Kapalabhati is both a pranayama exercise and an internal kriya or cleansing technique. Its practitioners believe that it helps clear mucus in the air passages, relieve congestion, reduce bloating and improve lung capacity. Kapalabhati can be a bit of invigorating form of breathing that leads to heat build-up in the body.

How to do it: sit in a comfortable seat with a tall, straight spine and exhale completely. Take a deep breath through the two nostrils and exhale sharply while pulling your navel in toward the spine. The inhalation is short and passive while exhalation is short and quick but very active. Again, exhale while pulling the navel in and soften it as you inhale. Start small with 15 rounds then work your way up. This routine is great in the morning when you’re feeling chilly. Also, whenever you fill congested or bloated, Kapalabhati can help to relieve it, but avoid doing it on a full stomach. Additionally, pregnant ladies and people suffering from blood pressure or heart conditions should avoid it.

3. Ujjayi

People call ujjayi pranayama ocean breath due to the sound it creates. It encourages the full expansion of the lungs and by focusing your attention on the breathing, you’re able to calm your mind.

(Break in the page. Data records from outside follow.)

PR #6436, opened 2024-02-19
chore(utils): Add default ordering to the internal service factory list/listAndCount

adrien2p:
**What**
Default ordering. By default, only the top level entity ordering is applied using the primary keys, the relations are default ordered by the foreign keys.

It include tests fixing for deterministic data ordering

### DIFF
--- a/packages/pricing/integration-tests/__tests__/services/pricing-module/price-set-money-amount-rules.spec.ts
+++ b/packages/pricing/integration-tests/__tests__/services/pricing-module/price-set-money-amount-rules.spec.ts
@@ -273,16 +273,14 @@ describe("PricingModule Service - PriceSetMoneyAmountRules", () => {
         },
       ])
 
-      const priceSetMoneyAmountRules =
-        await service.listPriceSetMoneyAmountRules(
-          {},
-          {
-            relations: ["price_set_money_amount", "rule_type"],
-          }
-        )
-
-      const created =
-        priceSetMoneyAmountRules[priceSetMoneyAmountRules.length - 1]
+      const [created] = await service.listPriceSetMoneyAmountRules(
+        {
+          value: ["New priceSetMoneyAmountRule"],
+        },
+        {
+          relations: ["price_set_money_amount", "rule_type"],
+        }
+      )
 
       expect(created).toEqual(
         expect.objectContaining({


packages/utils/src/modules-sdk/internal-module-service-factory.ts
```diff
@@ -63,6 +63,48 @@ export function internalModuleServiceFactory<
       return keys.map((k) => data[k]).join("_")
     }
 
+    static applyDefaultOrdering(config: FindConfig<any>) {
+      if (config.order) {
+        return
+      }
+
+      const order: object[] = []
```
sradevski: We can make the type stricter, where the key is `keyof model`, and the value is "ASC" or "DESC"

packages/utils/src/modules-sdk/internal-module-service-factory.ts
```diff
@@ -63,6 +63,48 @@ export function internalModuleServiceFactory<
...
+      const primaryKeys = AbstractService_.retrievePrimaryKeys(model)
+      const mainEntityOrder = {}
+      primaryKeys.forEach((pk) => {
+        mainEntityOrder[pk] = "ASC"
+      })
+      order.push(mainEntityOrder)
+
+      if (config.relations?.length) {
+        config.relations.forEach((relation) => {
+          const relation_ = (
```
sradevski: Rather than using "private" models, an easier to read approach would be to be more concrete about the variables. For example, the `relation` in the array would be a `relationKey` or `relationName`, and not a relation object. Then you can just name this `relation` without any underscores.

packages/utils/src/modules-sdk/internal-module-service-factory.ts
```diff
@@ -63,6 +63,48 @@ export function internalModuleServiceFactory<
...
+            model.__meta ?? model.prototype.__meta
+          ).relations.find((r) => r.name === relation)
+          const relationPrimaryKeys = relation_.targetMeta.primaryKeys ?? ["id"]
+
+          // create order deep object based on relation segment
+          const relationOrder = {}
+          relation.split(".").reduce((acc, segment, index, segments) => {
```
sradevski: This part is really tough to understand. I ran through it with an example and I feel like I'm missing something :D

sradevski (approved):

carlos-r-l-rodrigues (approved):
LGTM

How to do it: sit down comfortably with a straight spine. Inhale through both nostrils until you reach your lung capacity while maintaining a tall spine. Hold the breath for a second, then constrict some of the breath at the back of the throat as if you were about to whisper a secret, and exhale slowly through both nostrils. When exhaling you might hear waves like sound or a gentle rush of air. Repeat the routine for 10 minutes.

4. Sitali

Sitali means cooling which clears heat with coolness. It’s especially helpful during summer and in hot climates.

How it works: roll the tongue to form a tube-like shape or make an oval shape with your mouth, keeping the tongue flat. Inhale through the mouth and take in all the air that you can. Then stretch your tube-like shaped tongue out to seal your lips. Experience the coolness of inhalation and exhale through the nose. In case the weather is heated and you feel irritable, Sitali can help you cool down faster.

Conclusion

Pranayama mainly focuses on restoring breathing balances which is helpful for good health. Generally, breathing exercises aren’t that complicated, but they are as important as adopting the proper poses in yoga.